What you have to do: Show me every line in the listing that has the word "https".

◆ ◆ ◆

Issue #573, opened 2023-02-15
feat: @farcaster/js should run in browsers 


varunsrin:
**What is the feature you would like to implement?**

Get @farcaster/js compiling in browsers

**Why is this feature important?**

Single-page and stand alone client applications will be able to interface directly with Hubs without a server. 

**Will the protocol spec need to be updated??**

No

**Additional context**

- Can @farcaster/js just use grpc-web instead?
- Can @farcaster/hubble run a server that runs both grpc-js and grpc-web?
- Can @farcaster/js compile in browsers end to end?

pfletcherhill:
Related other tickets to consolidate:
* https://github.com/farcasterxyz/hubble/issues/424
* https://github.com/farcasterxyz/hubble/issues/497
* https://github.com/farcasterxyz/hubble/issues/473
* https://github.com/farcasterxyz/hubble/issues/494

pfletcherhill:
Supporting web browsers isn't an immediate problem, but in the medium term it lowers the barrier to entry for community members looking to make something using farcaster, which is good. I imagine some devs will want very basic access and choose to use the hub RPC for reading/writing and others will use more feature-rich APIs or build their own backends for indexing data. There's certainly an opportunity for community members to make their own indexing services and APIs on top of hubs for many use cases, similar to Alchemy's various APIs for ethereum.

◆ ◆ ◆

Response area:
* https://github.com/farcasterxyz/hubble/issues/424
* https://github.com/farcasterxyz/hubble/issues/497
* https://github.com/farcasterxyz/hubble/issues/473
* https://github.com/farcasterxyz/hubble/issues/494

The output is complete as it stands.